In diesem Podcast diskutieren die Gastgeber Konstantin und Stephan über ihre persönlichen Geschmacksvorlieben beim Essen und wie sich Geschmackspräferenzen auf Beziehungen auswirken können. Sie sprechen darüber, wie Geschmack entsteht und wie er sozialisiert wird. Sie erwähnen auch, dass Geschmacksaversionen besonders hartnäckig sein können, da sie mit bestimmten Momenten oder Erinnerungen verbunden sind. 

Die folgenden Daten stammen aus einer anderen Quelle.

PR #668, opened 2024-05-01
Add docs for transaction support

### LINKED ISSUE #660: Add ref docs for newly added transaction support
Need to add ref docs for the newly added transaction support.

onobc:
Resolves #660

Best way to review...

Pull down locally and follow https://github.com/spring-projects/spring-pulsar/wiki/Working-with-the-Code#updating-the-reference-documentation

### DIFF
--- a/spring-pulsar-docs/src/main/antora/modules/ROOT/pages/reference/pulsar/transactions.adoc
+++ b/spring-pulsar-docs/src/main/antora/modules/ROOT/pages/reference/pulsar/transactions.adoc
@@ -1,0 +1,222 @@
+[[transactions]]
+= Transactions
+
+This section describes how Spring for Apache Pulsar supports transactions.
+
+[[overview]]
+== Overview
+Spring for Apache Pulsar transaction support is built upon the https://docs.spring.io/spring-framework/reference/data-access/transaction.html[transaction support] provided by Spring Framework.
+At a high-level, transactional resources are registered with a transaction manager which in turn handles the transactional state (commit, rollback, etc..) of the registered resources.
+
+Spring for Apache Pulsar provides the following:
+
+* `PulsarTransactionManager` - used with normal Spring transaction support (`@Transactional`, `TransactionTemplate`, etc)
+* Transactional `PulsarTemplate`
+* Transactional `@PulsarListener`
+* Transaction synchronization with other transaction managers
+
+NOTE: Transaction support has not been added to the Reactive components yet
+
+Transaction support is disabled by default.
+To enable support when using Spring Boot, simply set the `spring.pulsar.transaction.enabled` property.
+Further configuration options are outlined in each component section below.
+
+== Transactional Publishing with `PulsarTemplate`
+All send operations on a transactional `PulsarTemplate` look for an active transaction and enlist each send operation in the transaction (if one is found).
+
+=== Non-transactional use
+By default, a transactional `PulsarTemplate` can also be used for non-transactional operations.
+When an existing transaction is not found it will continue the send operation in a non-transactional fashion.
+However, if the template is configured to require transactions then any attempt to use the template outside the scope of a transaction results in an exception.
+
+TIP: A transaction can be started by a `TransactionTemplate`, a `@Transactional` method, calling `executeInTransaction`, or by a transactional listener container.
+
+=== Local Transactions
+We use the term "local" transaction to denote a Pulsar native transaction that is *not managed* by or associated with Spring's transaction management facility (i.e. `PulsarTransactionManager`).
+Conversely, a "synchronized" transaction is one that *is managed* by or associated with the `PulsarTransactionManager`.
+
+You can use the `PulsarTemplate` to execute a series of operations within a local transaction.
+The following example shows how to do so:
+
+[source, java]
+----
+var results = pulsarTemplate.executeInTransaction((template) -> {
+    var rv = new HashMap<String, MessageId>();
+    rv.put("msg1", template.send(topic, "msg1"));
+    rv.put("msg2", template.send(topic, "msg2"));
+    return rv;
+});
+----
+
+The argument in the callback is the template instance that the `executeInTransaction` method was invoked on.
+All operations on the template are enlisted in the current transaction.
+If the callback exits normally, the transaction is committed.
+If an exception is thrown, the transaction is rolled back.
+
+NOTE: If there is a synchronized transaction in process, it is ignored and a new "nested" transaction is used.
+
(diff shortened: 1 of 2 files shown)


spring-pulsar-docs/src/main/antora/modules/ROOT/pages/reference/pulsar/transactions.adoc
```diff
@@ -0,0 +1,222 @@
...
+To enable support when using Spring Boot, simply set the `spring.pulsar.transaction.enabled` property.
+Further configuration options are outlined in each component section below.
+
+== Transactional Publishing with `PulsarTemplate`
+All send operations on a transactional `PulsarTemplate` look for an active transaction and enlist each send operation in the transaction (if one is found).
+
+=== Non-transactional use
+By default, a transactional `PulsarTemplate` can also be used for non-transactional operations.
+When an existing transaction is not found it will continue the send operation in a non-transactional fashion.
+However, if the template is configured to require transactions then any attempt to use the template outside the scope of a transaction results in an exception.
```
cppwfs, line 30: What exception?

spring-pulsar-docs/src/main/antora/modules/ROOT/pages/reference/pulsar/transactions.adoc
```diff
@@ -0,0 +1,222 @@
...
+NOTE: If there is a synchronized transaction in process, it is ignored and a new "nested" transaction is used.
+
+=== Configuration
+The following transaction settings are available directly on the `PulsarTemplate` (via the `transactions` field):
+
+* `enabled` - whether the template supports transactions (default `false`)
+
+* `required` - whether the template requires transactions (default `false`)
+
+* `timeout` - duration of the transaction timeout (default `null`)
```
cppwfs, line 65: Timeout in what?  i.e. seconds/millis/etc

spring-pulsar-docs/src/main/antora/modules/ROOT/pages/reference/pulsar/transactions.adoc
```diff
@@ -0,0 +1,222 @@
...
+=== Transactions with Record Listeners
+The above example uses a record listener.
+When using a record listener, a new transaction is created on every listener method invocation which equates to a transaction per message.
+
+NOTE: Because the transaction boundary is per message and each message acknowledgement is enlisted in each transaction, batch ack mode  can not be used with transactional record listeners.
+
+=== Transactions with Batch Listeners
+When using a batch listener, a new transaction is created on every listener method invocation which equates to a transaction per batch of messages.
+
+NOTE: Due to complexity, transactional batch listeners do not currently support custom error handlers.
```
cppwfs, line 121: I don't think we need to say "Due to complexity".   Rather just say, "Transactional batch listeners do not currently support custom error handlers."

spring-pulsar-docs/src/main/antora/modules/ROOT/pages/reference/pulsar/transactions.adoc
```diff
@@ -0,0 +1,222 @@
...
+----
+@Bean
+ConcurrentPulsarListenerContainerFactoryCustomizer containerCustomizer() {
+    return (containerFactory) -> containerFactory.getContainerProperties().transactions().setTimeout(Duration.ofSeconds(45));
+}
+----
+
+==== `@PulsarListener`
+By default, each listener respects the transactional settings of its corresponding listener container factory.
+However, the user can set the `transactional` attribute on each `@PulsarListener` to override the container factory setting as follows:
```
cppwfs, line 154: i'm a little confused, it looks like on line 154 our listeners can override the transaction attributes of the factory.   BUt the points below say that we'll get an exception if we disable it.   But I could be misreading it.

cppwfs (commented):
Looks great!  Just a couple of nitpicks

spring-pulsar-docs/src/main/antora/modules/ROOT/pages/reference/pulsar/transactions.adoc
onobc: Maybe it would be stated as:
> However, if the template is configured to require transactions and an existing transaction is not found, then it will not continue the send operation and instead will throw an exception.

spring-pulsar-docs/src/main/antora/modules/ROOT/pages/reference/pulsar/transactions.adoc
onobc: It is an actual `Duration` (i.e. implied in the passed in instance)

spring-pulsar-docs/src/main/antora/modules/ROOT/pages/reference/pulsar/transactions.adoc
onobc: The points below are to outline the rules of setting `@PulsarListener(transactional = "")`. 

The only thing we can override really is "enabled" and its conditional on the following rules: 

- If `transactional` not specified - listener inherits settings from container factory (as if the attribute does not exist)

- if `transactional = false` and container factory does not have `required = true` then it will disable txn for listener

- if `transactional = false` and container factory does have `required = true` then txn are always required and this will lead to exception

- if `transactional = true` but container factory does have `enabled = true` then txn are not even available for the container factory, much less for individual listeners (we log this fact if it happens)

I am totally up for suggestions to make this less confusing. It is a bit confusing.

spring-pulsar-docs/src/main/antora/modules/ROOT/pages/reference/pulsar/transactions.adoc
cppwfs: Just curious if we could say what type of exception is being thrown.

spring-pulsar-docs/src/main/antora/modules/ROOT/pages/reference/pulsar/transactions.adoc
cppwfs: After rereading the rules again it makes sense.    I was getting required and enabled confused.

spring-pulsar-docs/src/main/antora/modules/ROOT/pages/reference/pulsar/transactions.adoc
onobc: I try not to do that in the docs because that can get out of sync easy because it is implementation specific (e.g. IllegalStateException today but maybe IllegalArgumentException next month).

PR #678, opened 2024-05-17
Fix payload type in Reactive tombstone doc

### LINKED ISSUE #667: Copy/paste artifact in the Consuming Null Payloads docs
See more info in the https://docs.spring.io/spring-pulsar/docs/1.1.0-RC1/reference/reference/tombstones-reactive.html#tombstones-reactive.consume.

The table talks about `Flux<org.apache.pulsar.client.api.Messages<T>>` where it feels like this has to be Flux<org.springframework.messaging.Message<T>>.
Although, that indeed rises the question how about `org.apache.pulsar.client.api.Messages` in reactive manner...

onobc:
Also clarify that `org.apache.pulsar.client.api.Messages<T>` are not supported in `@ReactivePulsarListener`.

Fixes #667


onobc:
PTAL @artembilan

artembilan (approved):
LGTM.
I don't have permissions to merge.

PR #819, opened 2024-08-29
Fix invalid configuration property references

vpavic:
This commit fixes invalid documentation references to `spring.pulsar.consumer.subscription.type` configuration property.

### DIFF
--- a/spring-pulsar-docs/src/main/antora/modules/ROOT/pages/reference/pulsar/message-consumption.adoc
+++ b/spring-pulsar-docs/src/main/antora/modules/ROOT/pages/reference/pulsar/message-consumption.adoc
@@ -15,7 +15,7 @@ Spring Boot provides this consumer factory which you can further configure by sp
 
 TIP: The `spring.pulsar.consumer.subscription.name` property is ignored and is instead generated when not specified on the annotation.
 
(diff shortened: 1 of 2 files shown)


onobc (approved):
LGTM. Thanks for the fix @vpavic

vpavic:
Thanks for merging - though it's funny how commit subject line ended up being something completely different/unrelated when merged on `main`. :slightly_smiling_face:

I suggest you consider amending the commit and force pushing before further commits land on `main`.

onobc:
>  Thanks for merging - though it's funny how commit subject line ended up being something completely different/unrelated when merged on main. 🙂

Yeh, I did the rebase/merge in Github (which I rarely do) and I did not notice the wonky commit message. Seems like I am trying to self-promote lol - but trust me! I am not :) 

> I suggest you consider amending the commit and force pushing before further commits land on main.

Believe me, it crossed my mind and I was very tempted to do so. We have a hard policy never to force push on main. Personally, I am not against it in rare cases (like this). It would not hurt anything and it will avoid a ridiculous commit message. But I left it alone. 

Lesson here is.... slow down and re-read your commits before pushing the button Chris. :)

Des Weiteren diskutieren sie über die Auswirkungen von Geruch auf Beziehungen und Kompetenzzuschreibungen. Sie erklären, dass unser Gehirn Schwierigkeiten hat, Unwohlsein aufgrund von Gerüchen zu beschreiben, da diese Information nicht in den Bereichen abgelegt ist, in denen unsere Wörter und Sachinformationen gespeichert sind. 

Sie diskutieren auch die Überforderung unseres Gehirns durch die Vielzahl neuer Gerüche seit der chemischen Revolution und die Reduzierung der Körperbehaarung, die dazu führt, dass wir kaum noch unseren eigenen Körpergeruch haben. Sie stellen die Frage, warum uns der Geruch von Moschusochsen angenehmer ist als der menschliche Körpergeruch.